Di tengah demonstrasi
mahasiswa yang menolak kenaikan BBM.
Aku hanya bisa termenung, sambil memikirkan apa yang
sebenarnya mahasiswa-mahasiswa itu teriakkan. Untuk siapakah pembelaan yang
mereka perjuangkan? Dan pertanyaan-pertanyaan lain yang saling berbenturan
menuntut jawaban.
Tepat disebelahku duduklah sepasang ibu dan bapak
yang nampaknya telah memasuki usia paruh baya. Wanita itu terbalut dalam kemeja
wanita berwarna lembut, dan prianya menggunakan kemeja batik dengan peci hitam
di kepalanya khas Makassar. Terik matahari cukup membuat penumpang pete-pete
(mobil angkutan umum) merasa jenuh bin kepanasan. Sedangkan udara di luar sana
membuatku sesak tak karuan. Apalagi aku baru saja melahap sebuah duren yang
cukup memberikan efek panas luar biasa dikerongkonganku. Salahku juga tak
mendengar nasihat ibu untuk tidak makan duren dulu, mengingat cuaca Makassar
saat itu sedang terik-teriknya. Mungkin ini teguran dan cara Tuhan untuk
membersihkan Indonesia. Entah itu pemimpin ataupun warga negaranya. Negara
kotor yang perlu dicuci untuk menghilangkan dosanya, setidaknya mengurangi
dosa.
“Rakyat butuh disejahterakan, bukan dimisikinkan!”

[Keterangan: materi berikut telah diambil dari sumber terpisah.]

PR #8981, opened 2022-09-09
Conversant Analytics Adapter: initial release

AaronColbyPrice:
## Type of change

- [ ] Bugfix
- [x ] Feature
- [ ] New bidder adapter   
- [ ] Build related changes
- [ ] CI related changes

- [ ] Other

## Description of change

Initial release of Conversant Prebid Analytics Adapter
Documentation: https://github.com/prebid/prebid.github.io/pull/4011


AaronColbyPrice:
@robertrmartinez I'm curious if you have an ETA on the review for this.  My team is trying to figure out when we can announce some marketing material and I'm not sure what I can tell them.

robertrmartinez:
@AaronColbyPrice 

Will give it a thorough review tonight!

AaronColbyPrice:
@robertrmartinez great thanks so much.  Didn't mean to rush you, I know you are busy.  Just trying to figure out what to tell my product manager :)

integrationExamples/gpt/pbjs_video_adUnit.html
```diff
@@ -51,7 +51,15 @@
...
-
+  pbjs.que.push(function() {
+    pbjs.enableAnalytics({
+      provider: 'conversant',
+      options: {
+        site_id: '119041',
+        sampleRate: 100
+      }
+    })
+  });
```
robertrmartinez, line 62: think we can remove this from the example page.

modules/conversantAnalyticsAdapter.js
```diff
@@ -0,0 +1,564 @@
+import {ajax} from '../src/ajax.js';
+import adapter from '../libraries/analyticsAdapter/AnalyticsAdapter.js';
+import CONSTANTS from '../src/constants.json';
+import {getGlobal} from '../src/prebidGlobal.js';
+import adapterManager from '../src/adapterManager.js';
+import * as utils from '../src/utils.js';
```
robertrmartinez, line 6: Better to just import the needed utils instead of all here.

robertrmartinez: Looks to just be a couple log utils, deepAccess, and isInteger. So very small amount of the util lib! So just import those specifically.

modules/conversantAnalyticsAdapter.js
```diff
@@ -0,0 +1,564 @@
...
+  if (!Array.isArray(args.adUnits)) {
+    utils.logError(CNVR_CONSTANTS.LOG_PREFIX + 'onAuctionEnd(): adUnits not defined in arguments.');
+    return;
+  }
+
+  args.adUnits.forEach(adUnit => {
+    const cnvrAdUnit = cnvrHelper.createAdUnit();
+    // Initialize bids with bidderCode
+    adUnit.bids.forEach(bid => {
+      cnvrAdUnit.bids[bid.bidder] = cnvrHelper.initializeBidDefaults();
```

Begitu teriakan mahasiswa yang seakan tak kenal
lelah untuk meneriakkan suara batin rakyat. Walaupun ada juga mereka yang hanya
unjuk diri demi sebuah label “pejuang reformasi”. Terlepas dari apakah itu
tulus dari niat mereka ataupun hanya sekedar ingin terlihat “hebat”. Tak urung
banyak komentar yang terlontar dari para penumpang pete-pete. Ada yang setuju
diperjuangkan nasibnya, ada yang mendumel lantaran aktivitasnya terhambat oleh
karena demonstrasi mahasiswa. Ada juga yang asik-asik saja menikmati
keterlambatannya menuju tempat aktivitasnya. Dan aku hanya bisa
mengangguk-angguk kecut, karena aku juga merasa kepanasan dan sesak
sesungguhnya. Tetapi, sebagai mahasiswa aku juga mendukung aksi protes itu.
Hanya saja cara mereka dengan menutup jalan tanpa pemberitahuan mungkin masih
kurang tepat.
Disela pergelutan kata batinku, tak sengaja mataku
mendapati tingkah setia kedua orangtua disampingku. Sang suami bertanya apa
yang sedang terjadi. Kemudian sang istri menjelaskan dengan sabar dan lembut
kepada suaminya jika mahasiswa sedang berdemo dengan bahasa Makassar yang khas.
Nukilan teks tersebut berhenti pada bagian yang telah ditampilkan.